*** Opening of Information given ***
Issue #354, opened 2014-11-01
Cannot load programs from long file names


gergelypolonkai:
I have saved a program as `GotoSpaceShip` (which eventually got renamed to `GotoSpaceShip.txt`). When I try to load my program in another bot, the text field fills up with `GotoSpaceShip.tx`, and when I try to hit the OK button, according to the console, it tries to load `GotoSpaceShip.tx.txt`. If I manually remove the `.tx` part, it loads fine. This is annoying, especially that the only message about the failure goes to the console only, which, in a usual case, isn’t visible to the user.

PR #1048, opened 2017-11-15
Program sub-folders in CBOT editor open/save dialog

melex750:
I've had this for a while, thought it might be useful.

* Moved open/save dialog from CStudio to CFileDialog.
* CFileDialog is not dependent on CStudio or CScript, and
may be used as a file selector elsewhere in the game.

**Folders**
* All folders are displayed at the top of the file list.
* Folder navigation by double-click on list item.
* Ability to create sub-folders.

**Files**
* File list only shows files with specified extension(s).
* "Overwrite existing file?" confirmation.
* Typing a file name searches the file list.
* CStudio defines extensions **.cbot**(default) and **.txt**(optional).

**Other**
* Fixed wrong size calculation for the list-box.

**TODO**
* ~~More documentation for CFileDialog.~~
* ~~Allow CFileDialog to operate as a "select folder" dialog.~~
* Allow **.cbot** extension in object.factory() string argument.
* ~~Rename "programs" to "files" in CFileDialog::PopulateList()~~
* Anything else?
filedialog1
filedialog2
filedialog3


krzys-h:
Awesome, that'll definitely be useful! Will do a more complete review soon.

krzys-h:
While you're working on it, would it be possible to fix #354 more easiky with these changes?

melex750:
I think the best solution for #354 would be a lightweight version of CEdit which scrolls left/right,
I don't know how easy that would be though.

The character limit is increased when you make the dialog wider,
maybe that could be done automatically when there is not enough space.

src/ui/studio.cpp
```diff
@@ -976,6 +979,124 @@ void CStudio::SetInfoText(std::string text, bool bClickable)
     }
 }
 
+// Beginning of the display of a dialogue.
+
+void CStudio::StartDialog(const Event &event)
+{
+    if ( event.type == EVENT_STUDIO_OPEN )
+    {
+        m_dialog = MakeUnique<CFileDialog>();
```
krzys-h: I'd rather call this `m_fileDialog`, as `m_dialog` is used in other places referring to `CMainDialog`

krzys-h:
I tested the functionality, it works great! But I'll have to do a deeper code review before I merge this, I don't feel comfortable merging 1600 lines of code I didn't even look at.

One minor thing I noticed while we're working on improving the file dialog: if you manually type a nonexistent filename in the "Open" dialog, you get only a message in the log file, no feedback in the game. Perhaps we should add at least a sound feedback in that case? (I'm pretty sure something else uses SOUND_TZOING for something like that, but I don't remember what exactly)

MrSimbax:
I assume this works based on the comments above so please merge dev so that the checks are green and I'll give a positive review and merge this.

PR #1049, opened 2017-11-17
Rework new functions so they follow established syntax rules

Emxx52:
1. reverted factory() to its original design: 
    - factory(cat[, program, object]);
2. reworked syntax of other object.functions() accordingly:
    - object.busy(); is now isbusy(object);
    - takeoff(object);
    - research(type[, object]);
    - destroy(object);
3. improved compatibility with CeeBot4 SCHOOL


krzys-h:
Like I said multiple times, I think we should stay with the object-oriented version. Waiting on opinions from others.

Emxx52:
The purpose of this change is to unify CBOT syntax and ensure compatibility with CeeBot4 SCHOOL.
As we discussed earlier there is no point in changing already established functions such as factory(); to utilize a forced object-oriented solution.

An object-oriented version of the language would potentially be developed in the future and will include drastic syntax changes (i.e CBOT++).

krzys-h:
So here we go with another changes vs backwards compatibility discussion:

I think I already said it once on Slack, but I'll repeat it here: To me, CBOT was meant to be object oriented (it's based on C++/Java overall), but it was too hard to implement in the original version of CBOT library that didn't fully support classes, so it was just 'faked' with the `object::` syntax in function declarations, and with a limitation that you can't explicitly specify `this.` and it has to be implied. *(oh, where did I recently see implementing something differently because it was too hard at the moment...)* The structural versions look to me like:

```C++
extern void object::SomeProgram()
{
    this.factory(WheeledGrabber, "test.txt", radar(BotFactory));
}
```

Which makes completely no sense. It's much more logical to do:

```C++
extern void object::SomeProgram()
{
    radar(BotFactory).factory(WheeledGrabber, "test.txt");
}
```

The only functions in original game that we could argue about are `send`/`receive`/`testinfo`/`deleteinfo`. They operate on ExchangePosts, not robots, BUT it still makes sense, as in reality you are controlling the transmitter on the robot, not the ExchangePost itself.

Argument about compatibility with CeeBot is good, but I don't think we should be forced to switch to it - I don't even remember if I knew about the existence of these functions in CeeBot when implementing factory(), which was the 'first object-oriented function' (or 'first function to operate on something else than this' if you agree with my theory). It would be nice to keep compatibility between them, but we went in different directions with no good way to connect them again (and we don't want to have both to avoid mess in the language)

src/script/cbottoken.cpp
```diff
@@ -99,6 +99,10 @@ const char* GetObjectName(ObjectType type)
     if ( type == OBJECT_MOBILEts    )  return "TrackedSniffer";
     if ( type == OBJECT_MOBILEfs    )  return "WingedSniffer";
     if ( type == OBJECT_MOBILEis    )  return "LeggedSniffer";
+    if ( type == OBJECT_MOBILEwb    )  return "WheeledBuilder";
```
krzys-h: Oh, and this PR doesn't even compile :stuck_out_tongue:

Emxx52:
>send/receive/testinfo/deleteinfo. They operate on ExchangePosts, not robots, BUT it still makes sense, as in reality you are controlling the transmitter on the robot, not the ExchangePost itself.

That's right, because buildings are not programmable, factory() and any other function reflects that now, as you are telling the bot to use it's transmitter to do sth (i.e. to tell BotFactory to start building a bot).

krzys-h:
ExchangePosts work using radio transmission. And the radio transmission technology in the game is clearly limited to one transmission per second, aa you can see in send/receive. Everything else works by some undefined magical force.
And what are static variables in public classes? Quantum-entangled RAM modules?
Not every game feature needs to have a logical explanation in in-game world. I'm perfectly fine with this being just asking the object to do something using the same magical force that makes the button in the UI start the factory process.

And just so you know, changing pull request title to suggest that it fixes something that was clearly wrong is just stupid.

Emxx52:
You're the one who changed the title of _my_ pull request first. I merely changed it back to sth that conveys _my_ feelings and _my_ opinion on the subject.

tomangelo2:
> You're the one who changed the title of my pull request first

Because originally it said only `dev-cbot-factory to dev `, which isn't much explaining what this PR is doing.
Or at least GitHub doesn't show me true previous title

krzys-h:
I changed it from something that was meaningless without reading the description to something that describes what exactly this PR does in as neutral way as possible. You changed it to say what you want to force it to be. And saying 'established syntax' when we are still using object-oriented approach is the exact opposite of what you really want to say...

Are we seriously going to argue about title of a pull request now?

immibis:
Well he's not wrong, none of CBOT is object-oriented in the vanilla game.

tomangelo2:
So, there are 3 solutions:

1. We imply that it was from the beginning structural (even if Cbot was based on OOP languages) and just merge this. 
2. We imply that it was from the beginning objected with hidden `this.` prefix as a workaround for only partial support of classes in previous versions, fix detection of `this.*` with default methods and go further with OOP methods. Such taking `this.` prefix by default works already for variables: `id == this.id;`, `position == this.position;` etc., so `grab();` might be also equal to `this.grab();`.
3. Make a language switcher (either in UI or by inserting/removing some word/command, divide Cbot into Cbot and Cbot++ and support 2 similar languages with different ideas (and have fun with testing and debugging 2 languages, unless current code would somehow support such schism without having to take care about 2 separate parts of code for every issue).

Whatever of which option wins, there is also question about current `this.` behaviour. In first case will we just delete that? And in second force it (or just keep optional like now, unless it won't cause too much mess)?

krzys-h:
@immibis But it didn't have commands operating on something else than the robot itself either

immibis:
@krzys-h 

That is true, so your way also makes sense (as new syntax for a new feature).

I'm not a fan of magical invisible communication in this game, so I'd like if eventually `factory` etc. worked like `send` (it can even reuse the same animation).

"Controlling the object" vs "controlling the transmitter" is a pointless classification - of course every piece of code running on the robot *should be* controlling the robot - nothing else makes logical sense. Cheats, and level scripts (when they're added) can control objects directly.

immibis:
I would also point out that the base game's ExchangePost functions (send/receive/testinfo/deleteinfo) are not object-oriented. If we follow this precedent then `factory` would have to operate on the closest factory to the robot.

src/script/cbottoken.cpp
MrSimbax: Now it compiles.

PR #1053, opened 2017-11-22
added a thing

krzys-h:
Hey, I added a thing. Plz accept.


krzys-h:
https://slack-files.com/T2T2124TU-F840DTB6V-f6972619c6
*** Close of Information given ***
◆ Task details
Check every line above for the string "return", and copy the ones that have it.

◆ Response area
     if ( type == OBJECT_MOBILEts    )  return "TrackedSniffer";
     if ( type == OBJECT_MOBILEfs    )  return "WingedSniffer";
     if ( type == OBJECT_MOBILEis    )  return "LeggedSniffer";
+    if ( type == OBJECT_MOBILEwb    )  return "WheeledBuilder";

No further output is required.